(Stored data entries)
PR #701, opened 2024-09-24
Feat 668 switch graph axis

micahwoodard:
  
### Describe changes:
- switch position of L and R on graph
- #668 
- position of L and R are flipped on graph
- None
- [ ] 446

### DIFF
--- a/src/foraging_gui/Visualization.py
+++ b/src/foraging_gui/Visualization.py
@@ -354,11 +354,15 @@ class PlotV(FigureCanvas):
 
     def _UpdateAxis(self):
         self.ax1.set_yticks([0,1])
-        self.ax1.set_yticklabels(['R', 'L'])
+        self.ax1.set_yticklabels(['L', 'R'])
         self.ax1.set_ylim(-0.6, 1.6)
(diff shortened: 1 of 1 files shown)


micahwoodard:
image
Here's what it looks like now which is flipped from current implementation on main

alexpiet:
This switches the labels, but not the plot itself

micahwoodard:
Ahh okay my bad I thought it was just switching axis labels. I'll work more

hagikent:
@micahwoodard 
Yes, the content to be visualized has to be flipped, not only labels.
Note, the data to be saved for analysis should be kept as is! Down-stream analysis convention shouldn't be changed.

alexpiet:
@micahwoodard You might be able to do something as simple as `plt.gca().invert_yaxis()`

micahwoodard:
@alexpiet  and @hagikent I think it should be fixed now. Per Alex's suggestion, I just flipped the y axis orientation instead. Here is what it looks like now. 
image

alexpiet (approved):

» Exercise: Nothing but the lines from the one holding "self.ax1.set_ylim(-0.6, 1.6)" through the last line of the data may be output, and each must match exactly.

» Output of the exercise:
         self.ax1.set_ylim(-0.6, 1.6)
(diff shortened: 1 of 1 files shown)


micahwoodard:
image
Here's what it looks like now which is flipped from current implementation on main

alexpiet:
This switches the labels, but not the plot itself

micahwoodard:
Ahh okay my bad I thought it was just switching axis labels. I'll work more

hagikent:
@micahwoodard 
Yes, the content to be visualized has to be flipped, not only labels.
Note, the data to be saved for analysis should be kept as is! Down-stream analysis convention shouldn't be changed.

alexpiet:
@micahwoodard You might be able to do something as simple as `plt.gca().invert_yaxis()`

micahwoodard:
@alexpiet  and @hagikent I think it should be fixed now. Per Alex's suggestion, I just flipped the y axis orientation instead. Here is what it looks like now. 
image

alexpiet (approved):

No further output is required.